(Records from a collection)
Issue #1856, opened 2024-06-27
BugSplat Crash: SecondLifeViewer!LLRender::flush(1637)


sl-service-account:
### Test plan:
1. Verify the viewer starts and can log in on a Windows system with any of the following video cards.
Intel(R) HD Graphics (this one may be unsupported on 64bit Windows)
Intel(R) HD Graphics Family (this one may be unsupported on 64bit Windows)
Intel(R) HD Graphics 4000
Intel(R) HD Graphics 4400
Intel(R) HD Graphics 4600
Intel(R) HD Graphics 5500
Intel(R) HD Graphics 6000
2. Please note which video card was tested.

Expected: Log in without crash

**BugSplat** [Key Crash 94199](https://app.bugsplat.com/v2/keycrash?stackKeyId=94199&database=SecondLife_Viewer_2018)

**Sample Version:**
7.1.9.9620320242

**Sample Callstack:**
[...]

PR #2456, opened 2024-08-29
error handling for intel crashes from GLTF Scene shader

brad-linden:
should fix secondlife/viewer#1856


akleshchev (approved):

brad-linden:
ok dan says the fix works, the other issue he was running into is unrelated.  also I fixed it so the notification only shows once when attempting to open a scene, rather than every frame (oops)

PR #2463, opened 2024-08-29
#2428 Fix for crash when applying PBR material to a single face (take 2)

RunitaiLinden:
Also fix for some objects randomly disappearing until they're selected again.


brad-linden (approved):
looks good

PR #2470, opened 2024-08-30
Add Lua api to start/stop playing animation

maxim-productengine:


indra/newview/llagentlistener.cpp
```diff
@@ -591,3 +609,60 @@ void LLAgentListener::removeFollowCamParams(LLSD const & event) const
 {
     LLFollowCamMgr::getInstance()->removeFollowCamParams(gAgentID);
 }
+
+LLViewerInventoryItem* get_anim_item(LLEventAPI::Response &response, const LLSD &event_data)
+{
+    LLViewerInventoryItem* item = gInventory.getItem(event_data["item_id"].asUUID());
+    if (!item || (item->getInventoryType() != LLInventoryType::IT_ANIMATION))
+    {
+        response.error(stringize("Animation item ", std::quoted(event_data["item_id"].asString()), " was not found"));
```
nat-goodspeed, line 618: fwiw `LLEventAPI`'s base class `LLDispatchListener` catches exceptions, and returns to the invoker a response LLSD with an "error" key containing the exception message. So throwing an exception for an error case is also a reasonable thing to do, especially in a helper function that wouldn't otherwise need access to the Response object.

nat-goodspeed (approved):

indra/newview/llagentlistener.cpp
maxim-productengine: Thanks, I didn't know about that.

PR #2477, opened 2024-09-02
Font Rendering optimisations

akleshchev:
Store and draw buffers directly instead of doing vertex generation and cache search.


marchcat (approved):

indra/llui/llbutton.cpp
```diff
@@ -396,6 +421,30 @@ bool LLButton::postBuild()
...
+}
+
+void LLButton::reshape(S32 width, S32 height, bool called_from_parent)
+{
+    S32 delta_width = width - getRect().getWidth();
+    S32 delta_height = height - getRect().getHeight();
+
+    if (delta_width || delta_height || sForceReshape)
+    {
+        LLUICtrl::reshape(width, height, called_from_parent);
```
maxim-productengine, line 437: Won't it call `LLButton::dirtyRect()` indirectly, so font buffer will be reset twice?

indra/llui/llbutton.cpp
```diff
@@ -1025,11 +1081,13 @@ bool LLButton::toggleState()
 void LLButton::setLabel( const std::string& label )
 {
     mUnselectedLabel = mSelectedLabel = label;
+    mFontBuffer.reset();
```
maxim-productengine, line 1084: Maybe adding simple check that a label is actually new will be useful?

maxim-productengine (approved):

indra/llui/llbutton.cpp
akleshchev: You are correct, will remove this.

RunitaiLinden (approved):

PR #2479, opened 2024-09-02
#2403 Reset Skeleton issues

LLGuru:


marchcat (approved):

indra/newview/llviewermenu.cpp
```diff
@@ -6748,57 +6748,63 @@ class LLAvatarToggleSearch : public view_listener_t
...
     }
 };
 
+class LLAvatarResetSelfSkeleton : public view_listener_t
+{
+    bool handleEvent(const LLSD& userdata)
+    {
+        if (LLVOAvatar* avatar = find_avatar_from_object(LLSelectMgr::getInstance()->getSelection()->getPrimaryObject()))
+        {
+            avatar->resetSkeleton(false);
```
akleshchev, line 6793: This search seems pointless.

If this is always reseting own skeleton, why not just call gAgentAvatarp->resetSkeleton(false) imediately?

Issue #2482, opened 2024-09-03
Second Life reports incorrect amount of available video memory on some discrete GPUs on Windows


RunitaiLinden:
### Description

Testing on NVIDIA GT 1030 2GB, the viewer reports 4GB of vram are available and exhausts available video memory, leading to poor performance.

Test Plan:
1. Open task manager, click performance, click GPU, and note "Dedicated GPU Memory"
2. In Second Life, click Help->About Second Life and note "Texture Memory"
EXPECTED: Texture Memory should agree with "Dedicated GPU Memory" on discrete GPUs
3. Open Texture Console (Ctrl+Shift+3) and note "Est. Free"
EXPECTED: Est. Free should agree with task manager

RunitaiLinden:
Fixed in DeltaFPS and did a low-end NVIDIA performance pass:

- Use GL_NVX_gpu_memory_info when available
- Disable transparent water on Mid+ and lower
- Adjust GPU benchmark to better tell the truth
- Texture bias tune up

RunitaiLinden:
GT 1050 looks like a pass, but the OS is giving some other app extra VRAM.  Est. Free is calculated by subtracting Total from Texture Memory, then taking off an additonal 512MB plus some percent of Total, which usually gets in the ballpark of what Task Manager reports, but sometimes some other app is eating texture memory.  When this is the case, the OS should free vram and give it to the app that has focus when vram is exhausted, so we pretend we have access to most of the available vram even if other apps are taking vram, otherwise we end up never using available vram and always ceding to backgrounded tasks.

The Quadro is definitely a fail... looking into that.

RunitaiLinden:
Potentially fixed in DeltaFPS

Don't have a quadro to test with, but from the logs it looks like we were getting the right VRAM number from OpenGL, then overriding it with the wrong number from DirectX.  Fix was to only ask DirectX if OpenGL was unable to provide a sensible VRAM number.

DmitrySProductengine:
Passed QA.
Verified on the Second Life Release 7.1.10.10800445603 (64bit) on Win10/Win11 in the scope of [IQA #332](https://github.com/secondlife/iqa/issues/332).

During the test, video cards with different memory sizes were tested.
The parameter 'Est. Free' almost corresponds to the value of free dedicated video memory.

Video cards:
1. ATI Radeon HD 2600 XT - 512MB video memory  
[...]

PR #2486, opened 2024-09-03
#2482 Low end NVIDIA compatibility pass

RunitaiLinden:
- Use GL_NVX_gpu_memory_info when available
- Disable transparent water on Mid+ and lower
- Adjust GPU benchmark to better tell the truth
- Texture bias tune up

### DIFF
--- a/indra/newview/llviewertexture.cpp
+++ b/indra/newview/llviewertexture.cpp
@@ -511,33 +511,20 @@ void LLViewerTexture::updateClass()
 
     F32 over_pct = (used - target) / target;
 
-    bool is_low = over_pct > 0.f;
+    bool is_sys_low = isSystemMemoryLow();
+    bool is_low = is_sys_low || over_pct > 0.f;
 
     if (isSystemMemoryLow())
     {
-        is_low = true;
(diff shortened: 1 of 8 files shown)


indra/newview/llviewertexture.cpp
```diff
@@ -511,33 +511,20 @@ void LLViewerTexture::updateClass()
 
     F32 over_pct = (used - target) / target;
 
-    bool is_low = over_pct > 0.f;
+    bool is_sys_low = isSystemMemoryLow();
+    bool is_low = is_sys_low || over_pct > 0.f;
 
     if (isSystemMemoryLow())
```
RyeMutt, line 517: Redundant with `bool is_sys_low = isSystemMemoryLow();` above?

RyeMutt (approved):
Small comment about possible cleanup, but otherwise looks good!

indra/newview/llviewertexture.cpp
RunitaiLinden: Whoops... I had changes that were using "is_sys_low" to make it not slam update all the virtual sizes at once unless we were low on system memory, guess I fat fingered "undo" at some point.  Good catch.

What you have to do
The lines that mention the word "available" should be pulled from the records above.

Answer
Second Life reports incorrect amount of available video memory on some discrete GPUs on Windows
Testing on NVIDIA GT 1030 2GB, the viewer reports 4GB of vram are available and exhausts available video memory, leading to poor performance.
- Use GL_NVX_gpu_memory_info when available
GT 1050 looks like a pass, but the OS is giving some other app extra VRAM.  Est. Free is calculated by subtracting Total from Texture Memory, then taking off an additonal 512MB plus some percent of Total, which usually gets in the ballpark of what Task Manager reports, but sometimes some other app is eating texture memory.  When this is the case, the OS should free vram and give it to the app that has focus when vram is exhausted, so we pretend we have access to most of the available vram even if other apps are taking vram, otherwise we end up never using available vram and always ceding to backgrounded tasks.
- Use GL_NVX_gpu_memory_info when available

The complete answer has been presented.